[[ INFORMATION PROVIDED, beginning ]]
PR #3448, opened 2018-11-05
 Electron builder yaml is now discovered through JS file

VictorLeach96:
Depends on https://github.com/electron-userland/electron-webpack/pull/221

Electron webpack does not respect the dist directory specified in `directories.output` so this PR allows the config to be passed through correctly.

### DIFF
--- a/packages/app-builder-lib/src/util/config.ts
+++ b/packages/app-builder-lib/src/util/config.ts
[[ INFORMATION PROVIDED, end ]]
Repeat the listing above in full, exactly as given.

EXERCISE OUTPUT:
PR #3448, opened 2018-11-05
 Electron builder yaml is now discovered through JS file

VictorLeach96:
Depends on https://github.com/electron-userland/electron-webpack/pull/221

Electron webpack does not respect the dist directory specified in `directories.output` so this PR allows the config to be passed through correctly.

### DIFF
--- a/packages/app-builder-lib/src/util/config.ts
+++ b/packages/app-builder-lib/src/util/config.ts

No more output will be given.